I could store the CDF values for all ranks (using LOTS of memory - my current application has a maximum rank of a half-million). Then I could exhaustively test every interpolated value for a proposed segment and stop when the error gets too big. I could overshoot and do a binary search to find the optimum segment lengths - faster, but still requiring lots of memory. I am hoping for a single or double pass online algorithm with modest memory overhead.

By the way, for each spline segment, I have tried the following interpolating functions:

  1. Linear - poor results.

  2. Quadratic - better, but still poor.

  3. Hyperbolic - works on segments twice as long as Quadratic, but still not good enough. (If I find a better way to pick interpolation points, this may be good enough.)

NOTE: Hyperbolic works better than expected because, whereas Gaussian distributions produce an S-curve for a CDF as do most other distributions, the Zipf PDF has its peak at the beginning, so its CDF looks like a hyperbola with an asymptote at one.

UPDATE:

I adopted one of my ideas. I keep track of the midpoint of the spline segment as it grows with a second pointer and when the error at the midpoint grows too large, I end the segment and start another. As expected, the midpoint is not the place with the greatest error, so I divide my ideal error by seven and if the midpoint error exceeds that I start a new segment.

The above was not sufficient. I discovered that since the last segment is guaranteed to end at CDF = 1, the last segment actually reaches the asymptote. My curve-fitting formula for hyperbola does not expect the asymptote to be reached until rank reaches infinity, so this introduces an error. Thus for the last several segments near CDF = 1, I fallback to using a parabolic fit.
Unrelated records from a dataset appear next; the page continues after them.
PR #1488, opened 2022-11-17
Support Download pricing + Node pricing on Aliyun aka Alibaba cloud provider 

avrodrigues5:
## What does this PR change?
* Download pricing and Node pricing minus the local disk price adjust as a starting PR for initial Alibaba cloud aka aliyun provider support in Opencost

* [KCM PR](https://github.com/kubecost/kubecost-cost-model/pull/1074)
* [Helm Chart PR](https://github.com/kubecost/cost-analyzer-helm-chart/pull/1811)

* Can be able to see node hourly price on pay-as-you-go node subscription on Alibaba cluster.

* Closes ...

## How was this PR tested?
* Get the information about the K8s cluster on aliyun provider with 3 nodes displayed in <IP>/metrics, prometheus server and <IP>/allNodePricing

* 
Screen Shot 2022-11-17 at 12 58 37 PM
Screen Shot 2022-11-17 at 12 58 53 PM
Screen Shot 2022-11-17 at 12 59 44 PM

* v.1.99


configs/aliyun.json
```diff
@@ -0,0 +1,12 @@
+{
+    "provider": "Aliyun",
+    "description": "Aliyun Json have to figure out what the contents need to look like. Defaulting it to AWS json for now",
```
michaelmdresser: I think stealing the default node prices from the AWS JSON is fine here.  Let's make this description a little more professional, though.

Also, for my own info, "Aliyun" vs. "Alibaba" here? Is "Aliyun" specific to the cloud provider offering of Alibaba?

pkg/cloud/aliyunprovider.go
```diff
@@ -0,0 +1,828 @@
...
+}
+
+// AliyunDiskAttributes represents metadata about the product used to map to a PV.
+// Basic Attributes needed atleast to get the keys, Some attributes from k8s Node response
+// be populated directly into *PV object.
+type AliyunPVAttributes struct {
+	DiskType         int32  `json:"diskType"`
+	DiskCategory     string `json:"diskCategory"`
+	PerformanceLevel string `json:"performanceLevel"`
+}
```
michaelmdresser: Is this type used only for PVs, or also for local disks?

pkg/cloud/aliyunprovider.go
```diff
@@ -0,0 +1,828 @@
...
+
+// Stage 1 support will be Pay-As-You-Go with HourlyPrice equal to TradePrice with PriceUnit as Hour
+// TO-DO: Subscription and Premptible support, need to find how to distinguish node into these categories]
+// TO-DO: Open question Subscription would be either Monthly or Yearly, Firstly Data retrieval/population
+// TO-DO:  need to be tested from describe price API, but how would you calculate hourly price, is it PRICE_YEARLY/HOURS_IN_THE_YEAR?
+type AliyunPricingDetails struct {
+	HourlyPrice  float32 `json:"hourlyPrice"`  // Represents hourly price for the given Aliyun Product
```
michaelmdresser: Rather than trailing these comments after the line, would you put them above? E.g.

```go
type Foo struct {
    // Bar is XYZ. Like other docstrings, this will show up
    // in official documentation on the field because it is on
    // the line before the field and starts with the same name
    // as the field.
    Bar float32
}
```

The same goes for other trailing comments on struct fields in this PR

pkg/cloud/aliyunprovider.go
```diff
@@ -0,0 +1,828 @@
...
+		InstanceType:       instanceType,
+		RegionID:           regionID,
+		PriceUnit:          priceUnit,
+		MemorySizeInKiB:    memorySizeInKiB,
+		IsIoOptimized:      isIOOptimized,
+		OSType:             osType,
+		ProviderID:         providerID,
+		InstanceTypeFamily: instanceTypeFamily,
+	}
+}
```
michaelmdresser, line 127: I don't have really strong feelings here, but is there any reason to include a `New...()` function for a struct if you could just as easily initialize it directly (e.g. `&SlimK8sNode{ ... }`)? I see merits to both, just curious about your thoughts.

pkg/cloud/aliyunprovider.go
```diff
@@ -0,0 +1,828 @@
...
+	NodeAttributes *AliyunNodeAttributes
+	PVAttributes   *AliyunPVAttributes
+	PricingTerms   *AliyunPricingTerms
+	Node           *Node
+	PV             *PV
+}
+
+// Aliyun's Provider struct
+type Aliyun struct {
+	Pricing                 map[string]*AliyunPricing // Data to store Aliyun(Alibaba cloud) pricing struct
```
michaelmdresser: What does the string in this map represent? That would be very helpful in a comment.

pkg/cloud/aliyunprovider.go
```diff
@@ -0,0 +1,828 @@
...
+	DownloadPricingDataLock sync.RWMutex              // Lock Needed to provide thread safe
+	Clientset               clustercache.ClusterCache
+	Config                  *ProviderConfig
+	serviceAccountChecks    *ServiceAccountChecks
+	clusterAccountId        string
+	clusterRegion           string
+	loadedAccessKey         bool                             // Check if Aliyun is authenticated
+	accessKey               *credentials.AccessKeyCredential // Aliyun Access key used specifically in signer interface used to sign API calls
+	clients                 map[string]*sdk.Client           // Map of regionID to sdk.client to call API for that region
+	*CustomProvider
```
michaelmdresser: Is there a reason why some of these fields are exported (starting with a capital letter) and some aren't?

If there is, would you please separate them into exported and unexported blocks to read a little more easily? A comment explaining why would also be helpful! Like this:
```go
type Foo struct {
    Exported1
    Exported2

    // The following fields are unexported because XYZ.

    unexported1
    unexported2
}
```

pkg/cloud/aliyunprovider.go
```diff
@@ -0,0 +1,828 @@
...
+// Aliyun's Provider struct
+type Aliyun struct {
+	Pricing                 map[string]*AliyunPricing // Data to store Aliyun(Alibaba cloud) pricing struct
+	DownloadPricingDataLock sync.RWMutex              // Lock Needed to provide thread safe
+	Clientset               clustercache.ClusterCache
+	Config                  *ProviderConfig
+	serviceAccountChecks    *ServiceAccountChecks
+	clusterAccountId        string
+	clusterRegion           string
+	loadedAccessKey         bool                             // Check if Aliyun is authenticated
```
michaelmdresser: I like to use "is" for variables like this, so you get something like `Aliyun.isAccessKeyLoaded` or `Aliyun.accessKeyIsLoaded`. That makes it really clear that its a boolean flag. No requirement here, just a thought!

michaelmdresser: And perhaps another question -- is this variable always equivalent to `Aliyun.accessKey != nil`? If so, maybe we don't need this variable at all and could replace it with a method like `func (a *Aliyun) accessKeyIsLoaded() { return a.accessKey != nil }`

pkg/cloud/aliyunprovider.go
```diff
@@ -0,0 +1,828 @@
...
+	accessKey               *credentials.AccessKeyCredential // Aliyun Access key used specifically in signer interface used to sign API calls
+	clients                 map[string]*sdk.Client           // Map of regionID to sdk.client to call API for that region
+	*CustomProvider
+}
+
+// GetAliyunAccessKey return the Access Key used to interact with the Alibaba cloud, if not set it
+// set it first by looking at env variables else load it from secret files.
+// <IMPORTANT>Ask in PR what is the exact purpose of so many functions to set the key in AWS providers, am i missing something here!!!!!
```
michaelmdresser, line 229: This might be a good question for Sean H, Bianca, or Niko

pkg/cloud/aliyunprovider.go
```diff
@@ -0,0 +1,828 @@
...
+	}
+
+	err = env.Set(env.AliyunAccessKeyIDEnvVar, ak.AccessKeyID)
+	if err != nil {
+		return err
+	}
+	err = env.Set(env.AliyunAccessKeySecretEnvVar, ak.SecretAccessKey)
+	if err != nil {
+		return err
+	}
```
michaelmdresser: Setting environment variables mid-run of a program and planning to read them back later is a really bizarre pattern. I'm not sure if I've ever seen it before -- it bothers me because the environment becomes a mutable thing and thus very difficult to reason about.

This may be mimicking other provider code, though...

pkg/cloud/aliyunprovider.go
```diff
@@ -0,0 +1,828 @@
...
+	defer aliyun.DownloadPricingDataLock.Unlock()
+
+	var aak *credentials.AccessKeyCredential
+	var err error
+
+	if !aliyun.loadedAccessKey {
+		aak, err = aliyun.GetAliyunAccessKey()
+		if err != nil {
+			log.Errorf("Unable to get the access key information")
+			return fmt.Errorf("unable to get the access key information")
```
michaelmdresser: Please wrap the error, rather than throwing it away

pkg/cloud/aliyunprovider.go
```diff
@@ -0,0 +1,828 @@
...
+
+	c, err := aliyun.Config.GetCustomPricingData()
+	if err != nil {
+		log.Errorf("Error downloading default pricing data: %s", err.Error())
+		return fmt.Errorf("error downloading default pricing data: %s", err.Error())
+	}
+
+	// // Get the nodes in Aliyun provider, Once alibaba cloud is setup
+	// // and populate data from the node object to resemble the data in hardcodeNodes
+	nodeList := aliyun.Clientset.GetAllNodes()
```
michaelmdresser: This comment seems a bit out of date, would you please update it?

pkg/cloud/aliyunprovider.go
```diff
@@ -0,0 +1,828 @@
...
+	var lookupKey string
+	aliyun.clients = make(map[string]*sdk.Client)
+	aliyun.Pricing = make(map[string]*AliyunPricing)
+
+	// TO-DO: Add disk price adjustment by parsing the local disk information and putting it as a param in describe Price function.
+	for _, node := range nodeList {
+		slimK8sNode := generateSlimK8sNodeFromV1Node(node)
+		lookupKey, err = determineKeyForPricing(slimK8sNode)
+		if _, ok := aliyun.Pricing[lookupKey]; ok {
+			log.Infof("Pricing information for node with same features %s already exists hence skipping", lookupKey)
```
michaelmdresser: This seems like a debug-level log

pkg/cloud/aliyunprovider.go
```diff
@@ -0,0 +1,828 @@
...
+			continue
+		}
+		// TO-DO: Check if Node pricing already available , skip it if available
```
michaelmdresser: Is this TODO not what the above logic is doing?

pkg/cloud/aliyunprovider.go
```diff
@@ -0,0 +1,828 @@
...
+				return fmt.Errorf("access key provided does not have access to location %s", slimK8sNode.RegionID)
+			}
+			aliyun.clients[slimK8sNode.RegionID] = client
+		}
+		signer = signers.NewAccessKeySigner(aak)
+		pricingObj, err = processDescribePriceAndCreateAliyunPricing(client, slimK8sNode, signer, c)
+
+		if err != nil {
+			return err
+		}
```
michaelmdresser: Would you please wrap this error return with a helpful description of what was being attempted?

pkg/cloud/aliyunprovider.go
```diff
@@ -0,0 +1,828 @@
...
+	// Get node features for the key
+	keyFeature := key.Features()
+
+	pricing, ok := aliyun.Pricing[keyFeature]
+	if !ok {
+		log.Infof("Node pricing information not found for node with feature: %s", keyFeature)
+		return &Node{}, nil
+	}
+
+	log.Infof("returing the node price for the node with feature: %s", keyFeature)
```
michaelmdresser: This seems like a debug- or trace-level log

pkg/cloud/aliyunprovider.go
```diff
@@ -0,0 +1,828 @@
...
+
+// NodePricing gives a specific node for the key
+func (aliyun *Aliyun) NodePricing(key Key) (*Node, error) {
+	aliyun.DownloadPricingDataLock.RLock()
+	defer aliyun.DownloadPricingDataLock.RUnlock()
+
+	// Get node features for the key
+	keyFeature := key.Features()
+
+	pricing, ok := aliyun.Pricing[keyFeature]
```
michaelmdresser: What is a "feature"? Is there a better name?

pkg/cloud/aliyunprovider.go
michaelmdresser:
```suggestion
	log.Infof("returning the node price for the node with feature: %s", keyFeature)
```

pkg/cloud/aliyunprovider.go
```diff
@@ -0,0 +1,828 @@
...
+	keyFeature := pvk.Features()
+
+	pricing, ok := aliyun.Pricing[keyFeature]
+
+	if !ok {
+		log.Infof("Persistent Volume pricing not found for PV with feature: %s", keyFeature)
+		return &PV{}, nil
+	}
+
+	log.Infof("returing the PV price for the node with feature: %s", keyFeature)
```
michaelmdresser: Similar log leveling, also typo
```suggestion
	log.Infof("returning the PV price for the node with feature: %s", keyFeature)
```

pkg/cloud/aliyunprovider.go
```diff
@@ -0,0 +1,828 @@
...
+// the input parameter.
+func (aliyun *Aliyun) loadAliyunAuthSecretAndSetEnv(force bool) error {
+	if !force && aliyun.loadedAccessKey {
+		return nil
+	}
+
+	exists, err := fileutil.FileExists(authSecretPath)
+	if !exists || err != nil {
+		return fmt.Errorf("Failed to locate service account file: %s", authSecretPath)
+	}
```
michaelmdresser: Including the underlying `err` might be helpful in this return

pkg/cloud/aliyunprovider.go
michaelmdresser: Please wrap these error returns with some context

pkg/cloud/aliyunprovider.go
```diff
@@ -0,0 +1,828 @@
...
+	return aliyunRegions
+}
+
+// ClusterInfo returns information about ALiyun cluster, as provided by metadata. TO-DO: Look at this function closely at next PR iteration
+func (aliyun *Aliyun) ClusterInfo() (map[string]string, error) {
+
+	c, err := aliyun.GetConfig()
+	if err != nil {
+		log.Errorf("Error opening config: %s", err.Error())
+	}
```
michaelmdresser: Should this be a `return nil, fmt.Errorf(...)` rather than just a log?

pkg/cloud/aliyunprovider.go
```diff
@@ -0,0 +1,828 @@
...
+
+	var clusterName string
+	if c.ClusterName != "" {
+		clusterName = c.ClusterName
+	}
+
+	// Use a default name if none has been set until this point
+	if clusterName == "" {
+		clusterName = "Aliyun Cluster #1"
+	}
```
michaelmdresser: Why do we have a default at all? Is it any worse to use empty string, or `env.GetClusterID()` for this? I know I've heard SEs talk about recommending cluster name and ID be set the same, but there may be some quirk of logic here that I'm not aware of.

pkg/cloud/aliyunprovider.go
```diff
@@ -0,0 +1,828 @@
...
+func (aliyunNodeKey *AliyunNodeKey) GPUType() string {
+	return ""
+}
+
+func (aliyunNodeKey *AliyunNodeKey) GPUCount() int {
+	return 0
+}
+
+// Get's the key for the k8s node input
+func (aliyun *Aliyun) GetKey(mapValue map[string]string, node *v1.Node) Key {
```
michaelmdresser: Is the `mapValue` argument necessary because we're fulfulling an interface?

pkg/cloud/aliyunprovider.go
```diff
@@ -0,0 +1,828 @@
...
+// When supporting different new type of instances like Compute Optimized, Memory Optimized etc make sure you add the instance type
+// in unit test and check if it works or not to create the ack request and processDescribePriceAndCreateAliyunPricing function
+// else more paramters need to be pulled from kubernetes node response or gather infromation from elsewhere and function modified.
+// TO-DO: Add disk adjustments to the node , Test it out!
+func createDescribePriceACSRequest(i interface{}) (*requests.CommonRequest, error) {
+	request := requests.NewCommonRequest()
+	request.Method = requests.GET
+	request.Product = ALIYUN_ECS_PRODUCT_CODE
+	request.Domain = ALIYUN_ECS_DOMAIN
+	request.Version = ALIYUN_ECS_VERSION
```
michaelmdresser: Is it "ECS" or "ACS"? Or are they separate things?

pkg/cloud/aliyunprovider.go
```diff
@@ -0,0 +1,828 @@
...
+		disk := i.(*SlimK8sDisk)
+		request.QueryParams["RegionId"] = disk.RegionID
+		request.QueryParams["ResourceType"] = ALIYUN_DISK_RESOURCE_TYPE
+		request.QueryParams["DataDisk.1.Category"] = disk.DiskCategory
+		request.QueryParams["DataDisk.1.Size"] = fmt.Sprintf("%d", disk.SizeInGiB)
+		request.QueryParams["PriceUnit"] = disk.PriceUnit
+		request.TransToAcsRequest()
+		return request, nil
+	default:
+		return nil, fmt.Errorf("unsupported ECS type for DescribePrice at this time")
```
michaelmdresser: You can add the type to help the user:
```suggestion
	default:
		return nil, fmt.Errorf("unsupported ECS type (%T) for DescribePrice at this time", i)
```

pkg/cloud/aliyunprovider.go
```diff
@@ -0,0 +1,828 @@
...
+	}
+}
+
+// determineKeyForPricing generate a unique key from SlimK8sNode object that is construct from v1.Node object.
+// This function is
+func determineKeyForPricing(i interface{}) (string, error) {
+	switch i.(type) {
+	case *SlimK8sNode:
```
michaelmdresser: Looking for the same `nil` checks on `i` here!

pkg/cloud/aliyunprovider.go
```diff
@@ -0,0 +1,828 @@
...
+func createDescribePriceACSRequest(i interface{}) (*requests.CommonRequest, error) {
+	request := requests.NewCommonRequest()
+	request.Method = requests.GET
+	request.Product = ALIYUN_ECS_PRODUCT_CODE
+	request.Domain = ALIYUN_ECS_DOMAIN
+	request.Version = ALIYUN_ECS_VERSION
+	request.Scheme = requests.HTTPS
+	request.ApiName = ALIYUN_DESCRIBE_PRICE_API_ACTION
+	switch i.(type) {
+	case *SlimK8sNode:
```
michaelmdresser, line 668: Please make sure `i != nil` before type switching on it and accessing it.

pkg/cloud/aliyunprovider.go
```diff
@@ -0,0 +1,828 @@
...
+	}
+}
+
+func (aliyunNodeKey *AliyunNodeKey) ID() string {
+	return aliyunNodeKey.ProviderID
+}
+
+func (aliyunNodeKey *AliyunNodeKey) Features() string {
+	keyLookup := stringutil.DeleteEmptyStringsFromArray([]string{aliyunNodeKey.RegionID, aliyunNodeKey.InstanceType, aliyunNodeKey.OSType, aliyunNodeKey.OptimizedKeyword})
+	return strings.Join(keyLookup, "::")
```
michaelmdresser: Does Ali support some of these parameters (e.g. InstanceType) being absent from this "lookup" key? Is that why we have the `DeleteEmptyStringsFromArray` here?

pkg/cloud/aliyunprovider.go
```diff
@@ -0,0 +1,828 @@
...
+type DescribePriceResponse struct {
+	RequestId string    `json:"RequestId"`
+	PriceInfo PriceInfo `json:"PriceInfo"`
+}
+
+// processDescribePriceAndCreateAliyunPricing processes the DescribePrice API and generates the pricing information for alibaba node resource.
+func processDescribePriceAndCreateAliyunPricing(client *sdk.Client, i interface{}, signer *signers.AccessKeySigner, custom *CustomPricing) (pricing *AliyunPricing, err error) {
+	pricing = &AliyunPricing{}
+	var response DescribePriceResponse
+	log.Infof("type is %v", i)
```
michaelmdresser: Is this log necessary? If so, let's put it at Debug or Trace level

pkg/cloud/aliyunprovider.go
```diff
@@ -0,0 +1,828 @@
...
+	switch i.(type) {
+	case *SlimK8sNode:
```
michaelmdresser, line 744: Please make sure `i` is not nil

pkg/cloud/aliyunprovider.go
```diff
@@ -0,0 +1,828 @@
...
+		node := i.(*SlimK8sNode)
+		req, err := createDescribePriceACSRequest(node)
+		log.Debugf("Request is : %v", req)
+		if err != nil {
+			return nil, err
+		}
+		resp, err := client.ProcessCommonRequestWithSigner(req, signer)
+		log.Infof("value is %s", resp.GetHttpContentString())
```
michaelmdresser: Similar log cleanup question

pkg/cloud/aliyunprovider.go
```diff
@@ -0,0 +1,828 @@
...
+// processDescribePriceAndCreateAliyunPricing processes the DescribePrice API and generates the pricing information for alibaba node resource.
+func processDescribePriceAndCreateAliyunPricing(client *sdk.Client, i interface{}, signer *signers.AccessKeySigner, custom *CustomPricing) (pricing *AliyunPricing, err error) {
+	pricing = &AliyunPricing{}
+	var response DescribePriceResponse
+	log.Infof("type is %v", i)
+	switch i.(type) {
+	case *SlimK8sNode:
+		node := i.(*SlimK8sNode)
+		req, err := createDescribePriceACSRequest(node)
+		log.Debugf("Request is : %v", req)
```
michaelmdresser: If we're going to keep this log, let's prefix it with at least "Aliyun" or something like that to speed up understanding of the source of the log.

pkg/cloud/aliyunprovider.go
```diff
@@ -0,0 +1,828 @@
...
+		if err != nil {
+			return nil, err
+		}
+		resp, err := client.ProcessCommonRequestWithSigner(req, signer)
+		log.Infof("value is %s", resp.GetHttpContentString())
+		pricing.NodeAttributes = NewAliyunNodeAttributes(node)
+		if err != nil || resp.GetHttpStatus() != 200 {
+			// Can be defaulted to some value here?
+			return nil, fmt.Errorf("unable to fetch information for node with InstanceType: %v", node.InstanceType)
```
michaelmdresser, line 754: Please include `err` in the error message

pkg/cloud/aliyunprovider.go
```diff
@@ -0,0 +1,828 @@
...
+		} else {
+			// This is where population of Pricing happens
+			err = json.Unmarshal(resp.GetHttpContentBytes(), &response)
+			if err != nil {
+				return nil, fmt.Errorf("unable to unmarshall json response to custom struct, possible change in json response of DescribePrice")
```
michaelmdresser: Please include `err` in the error message.

pkg/cloud/aliyunprovider.go
```diff
@@ -0,0 +1,828 @@
...
+			}
+			// TO-DO : Ask in PR How to get the defaults is it equal to AWS/GCP defaults? And what needs to be returned
+			pricing.Node = &Node{
+				Cost:         fmt.Sprintf("%f", response.PriceInfo.Price.TradePrice),
+				BaseCPUPrice: custom.CPU,
+				BaseRAMPrice: custom.RAM,
+				BaseGPUPrice: custom.GPU,
+			}
```
michaelmdresser, line 767: I suspect the defaults are the same, but I could absolutely be wrong. It's a perfectly reasonable place to start, at least!

pkg/cloud/aliyunprovider.go
```diff
@@ -0,0 +1,828 @@
...
+			// TO-DO : Currently with Pay-As-You-go Offering TradePrice = HourlyPrice , When support happens to other type HourlyPrice Need to be determined.
+			pricing.PricingTerms = NewAliyunPricingTerms(ALIYUN_PAY_AS_YOU_GO_BILLING, NewAliyunPricingDetails(response.PriceInfo.Price.TradePrice, ALIYUN_HOUR_PRICE_UNIT, response.PriceInfo.Price.TradePrice, response.PriceInfo.Price.Currency))
```
michaelmdresser: Do we log some sort of helpful error or warning if the user has something other than "pay as you go" billing?

pkg/cloud/aliyunprovider.go
```diff
@@ -0,0 +1,828 @@
...
+			return nil, err
+		}
+		resp, err := client.ProcessCommonRequestWithSigner(req, signer)
+		if err != nil {
+			return nil, fmt.Errorf("unable to fetch information for disk with DiskType: %v", disk.DiskType)
+		} else {
+			// This is where population of Pricing happens
+			err = json.Unmarshal(resp.GetHttpContentBytes(), &response)
+			if err != nil {
+				return nil, fmt.Errorf("unable to unmarshall json response to custom struct, possible change in json response of DescribePrice")
```
michaelmdresser: Error wrapping

pkg/cloud/aliyunprovider.go
```diff
@@ -0,0 +1,828 @@
...
+			}
+			pricing.PVAttributes = &AliyunPVAttributes{}
+			pricing.PV = &PV{
+				Cost: fmt.Sprintf("%f", response.PriceInfo.Price.TradePrice),
+			}
+
+		}
+	default:
+		return nil, fmt.Errorf("unsupported ECS pricing component at this time")
```
michaelmdresser:
```suggestion
	default:
		return nil, fmt.Errorf("unsupported ECS pricing component (%T) at this time", i)
```

pkg/cloud/aliyunprovider.go
```diff
@@ -0,0 +1,828 @@
...
+		// HIGHLY UNLIKELY THAT THIS LABEL WONT BE THERE.
+		log.Debugf("OS type undetected for the node: %s", node.Name)
+	}
+	if instanceType, ok = node.Labels["node.kubernetes.io/instance-type"]; !ok {
+		// HIGHLY UNLIKELY THAT THIS LABEL WONT BE THERE.
+		log.Debugf("Instance Type undetected for the node: %s", node.Name)
+	}
+
+	instanceFamily = getInstanceFamilyFromType(instanceType)
+	memorySizeInKiB = fmt.Sprintf("%v", node.Status.Capacity.Memory())
```
michaelmdresser: `%v` is a bit of an odd formatting choice here for a non-log string. Is there a reason why you chose it over something like `%f` or `%s`?

pkg/cloud/provider.go
```diff
@@ -531,6 +542,11 @@ func getClusterProperties(node *v1.Node) clusterProperties {
 	} else if strings.HasPrefix(providerID, "scaleway") { // the scaleway provider ID looks like scaleway://instance/<instance_id>
 		cp.provider = kubecost.ScalewayProvider
 		cp.configFileName = "scaleway.json"
+	} else if strings.Contains(node.Status.NodeInfo.KubeletVersion, "aliyun") { // provider ID is not prefix with any distinct keyword like other providers
+		// TO-DO: Check for Nil conditions
```
michaelmdresser: TODO?

pkg/cloud/provider.go
```diff
@@ -531,6 +542,11 @@ func getClusterProperties(node *v1.Node) clusterProperties {
...
+		log.Infof("I assgined the cp provider and json")
```
michaelmdresser: Is this log necessary?

configs/aliyun.json
avrodrigues5: Alibaba is the company and Alibaba Cloud or Aliyun is the cloud offering. We could use Alibaba Cloud but looks like Aliyun is most used name is sdks, api etc. FOr example : 
https://www.alibabacloud.com/help/en/alibaba-cloud-cli/latest/macos - "Aliyun CLI"
https://github.com/aliyun/alibaba-cloud-sdk-go - "Aliyun/alibaba-cloud".

I was actually torn between aliyun , alibabaCloud or aliCloud. Choose aliyun but someone can veto me here.

pkg/cloud/aliyunprovider.go
avrodrigues5: Deferring to when i implement PV, but i can say intend was to have localDisk alone but now want it to use for PV .

pkg/cloud/aliyunprovider.go
avrodrigues5: So for readability i created New<createStructfunction> and maintained it throughout. I dont prefer one over other let me know if you want me to change it.

pkg/cloud/aliyunprovider.go
avrodrigues5: Mostly copied from AWSProvder with similar scope private or Public but mentioned in update PR why i think secret is good to be unexported.

pkg/cloud/aliyunprovider.go
avrodrigues5: Key Interface has feature [method](https://github.com/opencost/opencost/blob/develop/pkg/cloud/provider.go#L120), ideally its something used to get the information for node/pv matching this feature.

pkg/cloud/aliyunprovider.go
avrodrigues5: Just to support interface

pkg/cloud/aliyunprovider.go
avrodrigues5: ECS is the Elastic compute service like EC2, and this PRODUCT_CODE which is "ecs" is used to get the price of the backing instance type of the node. I tried searching for "ACS" product on alibaba cloud and its not present.

pkg/cloud/aliyunprovider.go
avrodrigues5: removed all of these, I was using this during initial code and forgot to remove.

pkg/cloud/aliyunprovider.go
avrodrigues5: https://go.dev/play/p/_XcViAvD0SP, surprising the nil go to default case but i have added the il check with explicit error message.

pkg/cloud/aliyunprovider.go
avrodrigues5: Sadly at this time i need to read a bit how to distinguish between these different offered node pricing either via v1.Node labels(which when i looked doesn't seem like it has any information) or have to use a different k8s function to get this information. I'll get back to you on this.

pkg/cloud/aliyunprovider.go
avrodrigues5: It was just to be extra cautious, if node data is not populated with information but this function can be removed!

configs/aliyun.json
dwbrown2: My two cents: everybody that knows Aliyun will know of Alibaba, but not everybody that knows Alibaba will know of Aliyun. I'd go with Alibaba based on that, but really think that either should be fine.

michaelmdresser: I like Webb's track here -- let's call it `"provider": "Alibaba"` (and the struct `Alibaba`, etc.)

pkg/cloud/aliyunprovider.go
michaelmdresser: Understood! I'm fine with leaving this around until you have a PR for PVs.

pkg/cloud/aliyunprovider.go
michaelmdresser: I'm fine with New! Let's leave as-is.

pkg/cloud/aliyunprovider.go
michaelmdresser: Gotcha!

pkg/cloud/aliyunprovider.go
michaelmdresser: Okay, should we call this function `createDescribePriceECSRequest`, then? (rather than `...ACSRequest`)

pkg/cloud/aliyunprovider.go
michaelmdresser: Whatever you feel is safer works for me, just want to make sure we had thought about it.

pkg/cloud/aliyunprovider.go
michaelmdresser: Gotcha. I'm fine with approving as-is, I know we've intentionally scoped to pay as you go. I assume we'll just document that for now and come back to this.

michaelmdresser (approved):
As long as you change all instances of "Aliyun" to "Alibaba", I think this PR is ready to go, with the understanding that we'll continue to work on improvements to the Alibaba cloud support as time goes on and customer needs increase (in future PRs).

pkg/cloud/aliyunprovider.go
avrodrigues5: Ah now i see what you referred by ACS and ECS, https://github.com/aliyun/alibaba-cloud-sdk-go/blob/v1.62.26/sdk/requests/acs_request.go#L61, this is the interface for Alibaba Cloud Services (ACS) Request and Describe Price is one of such request Action name or API name on Product code ECS. So maybe the name seems fine but im okay to change it.

avrodrigues5:
@michaelmdresser @nikovacevic , could you please merge this PR as I have lack of permission (not a OpenCost maintainer)

pkg/cloud/aliyunprovider.go
michaelmdresser: Aha! All becomes clear, thank you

The above approach yields good results for CDF error, but sometimes leads to poor results on round-trip calculations. If I ask for the CDF for a given rank, then use that CDF in an inverse lookup to find the rank, the resulting rank does not always match the original rank. I am still working out how to correct for this round-trip error.

1

There are 1 best solutions below

0
On

I solved the problem of the poor round trip agreement. The rank to CDF function has a horizontal asymptote at 1. The inverse function has a vertical asymptote at N. I had the wrong interpolation function!

I found that lengthening segments until the midpoint error is too large was a good solution, in concert with fitting each segment to a hyperbola except the last segment (or several segments), which I fit to a quadratic using Lagrange Quadratic Interpolation Polynomials.

For N = 10000, I need about 200 interpolation points to keep the error very low. But if I am just using the Zipf distribution for testing, thirty is sufficient.